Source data
[Start of section]
PR #71, opened 2024-05-25
refactor: remove v2 types

hallettj:
Removes v2 types, and replaces them with a new set of internal types that closely match ndc models. The root of the new types is called `QueryPlan` instead of `QueryRequest`. It is a denormalized version of a query request. In particular `QuerPlan`

- puts type annotations on fields, variable references, etc.
- uses a `Type` type that inlines object type references
- collects relationship reference details from all fields, filters, and sorts and places relevant details in one  map in each sub-query (instead of having one relations map at the `QueryRequest` level, the new types have a map on each `Query` value for relations with that query's collection as a source, and that are referenced in that query)
- collects one map of join details at the `QueryPlan` level (the analog of `QueryRequest`) for existence checks on unrelated collections

The changes simplify emitting MongoDB aggregation code, and lower the impedence mismatch to using features of v3 that aren't reflected in v2.

I preserved and updated all the existing tests except one that tests filtering by fields of a nested object of a related collection which is something that worked in v2, but will require an update to the latest ndc-spec to work in v3.

There are some more changes necessary for filtering and sorting by fields of a related collection. We need to adjust the way query request expressions map to MongoDB expressions. I thought it would be best to get this refactor in, and put those changes in a separate PR.


crates/mongodb-agent-common/src/comparison_function.rs
```diff
@@ -22,11 +21,10 @@ pub enum ComparisonFunction {
     IRegex,
 }
 
-use BinaryComparisonOperator as B;
+use ndc_query_plan::QueryPlanError;
+// use BinaryComparisonOperator as B;
```
dmoverton, line 25: Remove commented out code
```suggestion
```

crates/mongodb-agent-common/src/interface_types/mongo_agent_error.rs
```diff
@@ -21,13 +20,14 @@ pub enum MongoAgentError {
     MongoDBSerialization(#[from] mongodb::bson::ser::Error),
     MongoDBSupport(#[from] mongodb_support::error::Error),
     NotImplemented(&'static str),
-    MutationError(#[from] MutationError),
+    ProcedureError(#[from] ProcedureError),
```
dmoverton, line 23: It should probably just be `Procedure` to be consistent with the other enum values
```suggestion
    Procedure(#[from] ProcedureError),
```

crates/mongodb-agent-common/src/scalar_types_capabilities.rs
```diff
@@ -64,24 +149,24 @@ pub fn comparison_operators(
...
-        aggregate_functions: Some(aggregations),
-        comparison_operators: if comparisons.is_empty() {
-            None
-        } else {
-            Some(comparisons)
-        },
-        update_column_operators: None,
-    }
-}
+// fn capabilities(scalar_type: BsonScalarType) -> ScalarTypeCapabilities {
```
dmoverton, line 152: Commented out code

dmoverton (approved):
Looks good. This is a big improvement. Just a few minor suggested changes.

It might be useful to move the `ndc-query-plan` crate to the SDK at some point so it can be used by other connectors.

hallettj:
> Looks good. This is a big improvement. Just a few minor suggested changes.
> 
> It might be useful to move the `ndc-query-plan` crate to the SDK at some point so it can be used by other connectors.

Thanks! I had the same thought.

PR #73, opened 2024-06-06
Update ndc-models and ndc-sdk to v0.1.4

dmoverton:
## Describe your changes

Update to NDC v0.1.4 and path through `file_path` properties for filtering and ordering.

### Type
- [ ] highlight
- [x] enhancement
- [ ] bugfix
- [ ] behaviour-change
- [ ] performance-enhancement
- [ ] security-fix


crates/ndc-query-plan/src/plan_for_query_request/mod.rs
```diff
@@ -137,10 +137,16 @@ fn plan_for_aggregate<T: QueryContext>(
...
+        ndc::Aggregate::ColumnCount {
+            column,
+            distinct,
+            field_path: _,
+        } => Ok(plan::Aggregate::ColumnCount { column, distinct }),
+        ndc::Aggregate::SingleColumn {
+            column,
+            function,
+            field_path: _,
+        } => {
```
hallettj, line 149: We want to forward field paths here. But we need to do a pass of testing and cleaning up aggregate support anyway so that can wait a bit.

hallettj (approved):
Looks good!

PR #74, opened 2024-06-10
handle column references that involve variables

hallettj:
To support root column references we need to handle column references that involve variables. Currently we're using the built-in variable `$$ROOT` to reference the root collection (which is wrong, but we'll fix that in another PR, and the correct solution will also require a variable.) Before this PR our column references don't work with variable references like `$$ROOT` due to the two different kinds of expressions that are found in MongoDB aggregation pipelines. Specifically there are,

- match queries, where the reference is a key in the document used in a `$match` aggregation stage
- aggregation expressions which appear in a number of contexts

The code we had would create a match stage like this:

```json
{
  "$match": {
    "$$ROOT.field": { "$eq": 1 }
  }
}
```

That doesn't work because `"$$ROOT.field"` is in a match query context which does not allow using `$` to reference field names or variables. But there is a match query operator, `$expr`, that switches to an aggregation expression context. So the correct solution looks like this:

```json
{
  "$match": {
    "$expr": {
      "$eq": ["$$ROOT.field", 1]
    }
  }
}
```

This PR updates the code for producing `$match` stages to use switch to aggregation expression context to handle cases like this. Specifically I introduced an enum, `ColumnRef`, which signals cases where the reference needs to be in an aggregation expression context.

Since we're now supporting both expression contexts it's now possible to handle binary and unary comparisons on field names that contain `$` or `.` without erroring out. This PR does that by replacing uses of `safe_name` (which can throw errors) in `$match` stage building with `ColumnRef::from_comparison_target` (which does not throw errors).

Supporting aggregation expression contexts was also a blocker for column-to-column binary comparisons. So I added that support to this PR. But those comparisons don't support relationship paths for the time being.

[MDB-154](https://hasurahq.atlassian.net/browse/MDB-154)

[MDB-154]: https://hasurahq.atlassian.net/browse/MDB-154?atlOrigin=eyJpIjoiNWRkNTljNzYxNjVmNDY3MDlhMDU5Y2ZhYzA5YTRkZjUiLCJwIjoiZ2l0aHViLWNvbS1KU1cifQ


dmoverton (approved):
Looks good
[End of section]
> **Directions for this task**
Once the records are read, print each of them exactly as written.

> **Final answer**
PR #71, opened 2024-05-25
refactor: remove v2 types

hallettj:
Removes v2 types, and replaces them with a new set of internal types that closely match ndc models. The root of the new types is called `QueryPlan` instead of `QueryRequest`. It is a denormalized version of a query request. In particular `QuerPlan`

- puts type annotations on fields, variable references, etc.
- uses a `Type` type that inlines object type references
- collects relationship reference details from all fields, filters, and sorts and places relevant details in one  map in each sub-query (instead of having one relations map at the `QueryRequest` level, the new types have a map on each `Query` value for relations with that query's collection as a source, and that are referenced in that query)
- collects one map of join details at the `QueryPlan` level (the analog of `QueryRequest`) for existence checks on unrelated collections

The changes simplify emitting MongoDB aggregation code, and lower the impedence mismatch to using features of v3 that aren't reflected in v2.

I preserved and updated all the existing tests except one that tests filtering by fields of a nested object of a related collection which is something that worked in v2, but will require an update to the latest ndc-spec to work in v3.

There are some more changes necessary for filtering and sorting by fields of a related collection. We need to adjust the way query request expressions map to MongoDB expressions. I thought it would be best to get this refactor in, and put those changes in a separate PR.


crates/mongodb-agent-common/src/comparison_function.rs
```diff
@@ -22,11 +21,10 @@ pub enum ComparisonFunction {
     IRegex,
 }
 
-use BinaryComparisonOperator as B;
+use ndc_query_plan::QueryPlanError;
+// use BinaryComparisonOperator as B;
```
dmoverton, line 25: Remove commented out code
```suggestion
```

crates/mongodb-agent-common/src/interface_types/mongo_agent_error.rs
```diff
@@ -21,13 +20,14 @@ pub enum MongoAgentError {
     MongoDBSerialization(#[from] mongodb::bson::ser::Error),
     MongoDBSupport(#[from] mongodb_support::error::Error),
     NotImplemented(&'static str),
-    MutationError(#[from] MutationError),
+    ProcedureError(#[from] ProcedureError),
```
dmoverton, line 23: It should probably just be `Procedure` to be consistent with the other enum values
```suggestion
    Procedure(#[from] ProcedureError),
```

crates/mongodb-agent-common/src/scalar_types_capabilities.rs
```diff
@@ -64,24 +149,24 @@ pub fn comparison_operators(
...
-        aggregate_functions: Some(aggregations),
-        comparison_operators: if comparisons.is_empty() {
-            None
-        } else {
-            Some(comparisons)
-        },
-        update_column_operators: None,
-    }
-}
+// fn capabilities(scalar_type: BsonScalarType) -> ScalarTypeCapabilities {
```
dmoverton, line 152: Commented out code

dmoverton (approved):
Looks good. This is a big improvement. Just a few minor suggested changes.

It might be useful to move the `ndc-query-plan` crate to the SDK at some point so it can be used by other connectors.

hallettj:
> Looks good. This is a big improvement. Just a few minor suggested changes.
> 
> It might be useful to move the `ndc-query-plan` crate to the SDK at some point so it can be used by other connectors.

Thanks! I had the same thought.

PR #73, opened 2024-06-06
Update ndc-models and ndc-sdk to v0.1.4

dmoverton:
## Describe your changes

Update to NDC v0.1.4 and path through `file_path` properties for filtering and ordering.

### Type
- [ ] highlight
- [x] enhancement
- [ ] bugfix
- [ ] behaviour-change
- [ ] performance-enhancement
- [ ] security-fix


crates/ndc-query-plan/src/plan_for_query_request/mod.rs
```diff
@@ -137,10 +137,16 @@ fn plan_for_aggregate<T: QueryContext>(
...
+        ndc::Aggregate::ColumnCount {
+            column,
+            distinct,
+            field_path: _,
+        } => Ok(plan::Aggregate::ColumnCount { column, distinct }),
+        ndc::Aggregate::SingleColumn {
+            column,
+            function,
+            field_path: _,
+        } => {
```
hallettj, line 149: We want to forward field paths here. But we need to do a pass of testing and cleaning up aggregate support anyway so that can wait a bit.

hallettj (approved):
Looks good!

PR #74, opened 2024-06-10
handle column references that involve variables

hallettj:
To support root column references we need to handle column references that involve variables. Currently we're using the built-in variable `$$ROOT` to reference the root collection (which is wrong, but we'll fix that in another PR, and the correct solution will also require a variable.) Before this PR our column references don't work with variable references like `$$ROOT` due to the two different kinds of expressions that are found in MongoDB aggregation pipelines. Specifically there are,

- match queries, where the reference is a key in the document used in a `$match` aggregation stage
- aggregation expressions which appear in a number of contexts

The code we had would create a match stage like this:

```json
{
  "$match": {
    "$$ROOT.field": { "$eq": 1 }
  }
}
```

That doesn't work because `"$$ROOT.field"` is in a match query context which does not allow using `$` to reference field names or variables. But there is a match query operator, `$expr`, that switches to an aggregation expression context. So the correct solution looks like this:

```json
{
  "$match": {
    "$expr": {
      "$eq": ["$$ROOT.field", 1]
    }
  }
}
```

This PR updates the code for producing `$match` stages to use switch to aggregation expression context to handle cases like this. Specifically I introduced an enum, `ColumnRef`, which signals cases where the reference needs to be in an aggregation expression context.

Since we're now supporting both expression contexts it's now possible to handle binary and unary comparisons on field names that contain `$` or `.` without erroring out. This PR does that by replacing uses of `safe_name` (which can throw errors) in `$match` stage building with `ColumnRef::from_comparison_target` (which does not throw errors).

Supporting aggregation expression contexts was also a blocker for column-to-column binary comparisons. So I added that support to this PR. But those comparisons don't support relationship paths for the time being.

[MDB-154](https://hasurahq.atlassian.net/browse/MDB-154)

[MDB-154]: https://hasurahq.atlassian.net/browse/MDB-154?atlOrigin=eyJpIjoiNWRkNTljNzYxNjVmNDY3MDlhMDU5Y2ZhYzA5YTRkZjUiLCJwIjoiZ2l0aHViLWNvbS1KU1cifQ


dmoverton (approved):
Looks good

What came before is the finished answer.